Papers by Author: Peter Hope

Abstract: Classical EPD has typically been conducted in organic solvent media. Many suitable solvents are volatile and highly flammable and this limits the industrial application of the technique on the basis of safety alone. Aqueous EPD may be seen as a safer method, but issues relating to electrolysis and surface energy phenomena become prominent and can create interferences and variability unless the substrate type and its preparation are compatible with the aqueous EPD chemistry and its deposition method. As EPD layers become thinner, factors such as substrate surface structure and wettability become more critical. Industrial processes utilising some principles of EPD for applying paint from water-based preparations are well established in the metal finishing sector. Consequently there is a significant body of practical experience available from this sector that can be of use in translating classical EPD from a solvent to an aqueous technique while avoiding interferences inherent in the use of water as the deposition medium. In this paper, substrate selection is discussed in relation to the electrolyte content of the system where phenomena such as dissolution and micro-arcing can occur. The initial wetting of the substrate must be considered prior to applying voltage. Surface preparation techniques and the methods of introducing the substrate into the EPD dispersion all can have an impact on the final result. Note: This paper is based on the authors’ personal and practical experience of industrial electrophoretic painting over more than 40 years. Only metal substrates are discussed because these have been almost exclusive in this sector during that time. Non-metal substrates such as conductive plastics, graphite and carbon fibre have also been coated with electrophoretic paints but this is not yet at any significant scale and so no general principles have been established

Abstract: nvestigating the electrodeposition properties of PEEK from solvents such as ethanol and acetone presents difficulties due to the higher density of the polymer particles relative to that of the solvent. The settling rate in unagitated baths is too rapid to obtain consistent deposits. Whole-bath or bulk agitation aimed at maintaining particle suspension can disturb electrodeposits due to eddies and other turbulent flow effects. To eliminate settling, mixtures of two solvents have been employed, the individual solvents having respectively lower and higher densities than PEEK. The proportions of the mixture are adjusted to be the same density as PEEK so that a colloid-like suspension of PEEK particles is possible. This enables the electrodeposition of PEEK to be studied without any significant gravitation or whole-bath agitation effects. Eliminating mechanical agitation of the suspension enables a study of the influence of target electrode movement alone on the rate and quality of electrodeposition. Note: The origin of this paper is in a project to establish if PEEK could be applied as a controllable conformal thin film onto a specific non-planar substrate geometry by using electrophoretic deposition. The paper describes only the development of a reliable methodology to investigate the feasibility of this project. The details of the project as a whole are outside the scope of the paper.
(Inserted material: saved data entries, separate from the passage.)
PR #8086, opened 2022-02-01
BUG: denominator needs to be a vector

xjcl:
multivariate_t_rvs function currently seems to fail with "cannot apply subscript to float" in df==np.inf case

- [ ] closes #xxxx
- [ ] tests added / passed. 

<details>

**Notes**:

  needed for doc changes.
  ```
  ```

</details>

### DIFF
--- a/statsmodels/sandbox/distributions/multivariate.py
+++ b/statsmodels/sandbox/distributions/multivariate.py
@@ -110,7 +110,7 @@ def multivariate_t_rvs(m, S, df=np.inf, n=1):
     m = np.asarray(m)
     d = len(m)
     if df == np.inf:
-        x = 1.
+        x = np.ones(n)
     else:
         x = np.random.chisquare(df, n)/df
     z = np.random.multivariate_normal(np.zeros(d),S,(n,))


xjcl:
Hope someone can take this off my hands. I wasn't able to find a bug report for this which surprised me. I couldn't find a test for multivariate_t_rvs. I guess a test for this would just call multivariate_t_rvs with df=np.inf and check if it doesn't throw, but I don't know how to add one.

bashtage:
What input are you using the produce the error?

bashtage:
Looks right to me.  Thanks.

bashtage:
## 💚 All backports created successfully

| Status | Branch | Result |
|:------:|:------:|:------|
|✅|maintenance/0.13.x|[](https://github.com/statsmodels/statsmodels/pull/8097)|


### Questions ?
Please refer to the [Backport tool documentation](https://github.com/sqren/backport)

xjcl:
Glad I could contribute. I came across this function as it was posted here on StackOverflow and I needed it for work: https://stackoverflow.com/a/41967819/2111778. I think `scipy.stats.multivariate_t.rvs` provides similar functionality but we are stuck on a pre-1.6 version.

As for inputs reproducing the bug, **any** multidimensional input should produce the error as long as df (degrees of freedom) is `np.inf`. So for example

```
multivariate_t_rvs(
    np.array([0, 0]),
    np.array([[1, 0], [0, 1]]),
)
```

with the result

```
    return m + z/np.sqrt(x)[:,None]   # same output format as random.multivariate_normal
IndexError: invalid index to scalar variable.
```

as it tries to evaluate `1[:,None]`

josef-pkt:
@xjcl 
We also have a copy of scipy.stats multivariate_t version in  `statsmodels.compat._scipy_multivariate_t`.
We needed it for copulas, and it was easier to copy the scipy version than update our sandbox version.
https://github.com/statsmodels/statsmodels/blob/main/statsmodels/distributions/copula/elliptical.py#L13

Our copy scipy.stats multivariate_t will stay for a few versions, until our miminum scipy version includes it.

xjcl:
@josef-pkt So the code I patched isn't even used productively?

bashtage:
It is used, but will be retired eventually.

josef-pkt:
AFAIR, that code is not used in any public part of statsmodels.

I only needed some parts of multivariate_t when I wrote this, mainly the cdf.
The rvs was used for checking and testing.
e.g. my question when I got confused about independence versus uncorrelated:
https://stackoverflow.com/questions/4576256/why-do-my-numbers-not-match-multivariate-t-distribution-in-r-mvtnorm

(some properties like marginal and conditional distribution of multivariate elliptical distributions is going to show up again in copulas and similar. The sandbox has a few basics for elliptical distributions)

PR #8104, opened 2022-02-07
DOC: DEV Guide modify redundant text

pkaf:
Deleting/modifying some redundant texts from DEV guide to better reflect current workflow.


bashtage:
LGTM.  Thanks for this.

Abstract: Semi-automatic handguns characterised by the classic Colt 1911 model rely on a reciprocating slide mechanism for loading and ejecting. The moving surfaces require a tight fit to maintain firing accuracy while having ease of movement to avoid misloading or jamming. The electrophoretic painting method is ideal for coating complex geometries where engineering tolerances need to be maintained. The anodically depositable paint system developed for this application incorporates nanosilica for reinforcement of the resin binder and a blend of polytetrafluoroethylene, boron nitride and molybdenum disulphide to provide a self-lubricating anti-corrosive coating. Colourants have been added to provide various appearance attributes. The formulating procedures for producing this type of complex electrophoretic paint are described. This includes considerations of manufacture, shelf life, shipping, application by the customer, and compliance with health and environmental regulations as well as meeting the extreme performance requirements of the end use.

Abstract: Electrophoretic deposition or EPD is a well established method for creating decorative and protective coatings and other structures on various electroconductive substrates. The formation of these coatings and structures can be prejudiced by the presence of oversized or contaminant particles as well as excess or contaminant electrolytes resulting in appearance and performance problems in the final product. Nuisance particles come from diverse sources and are an inevitability in industrial environments. Efficient and effective particle capture strategies are therefore essential. In water-based EPD processes, control over the content electrolytes and other continuous phase materials can be accomplished using tangential or cross-flow filtration where the permeate contains the undesirable materials and can be treated or disposed of outside the system. But for particles and other disperse phase materials, dead-end filtration techniques are required. Here the undesirable materials are captured, concentrated and retained on the filter medium within the system. Disposal only occurs as a result of discarding or treating the filter medium itself. Many types of dead-end filtration media are commercially available. Retention size and materials of construction all have relevance for system compatibility and effectiveness of particle capture. Practical experience shows that selection of the correct type of particle filtration optimises process quality. Using inappropriate filter media can be not just ineffective, but actively detrimental. This paper describes commonly available particle filter systems and how they interact with industrial EPD process.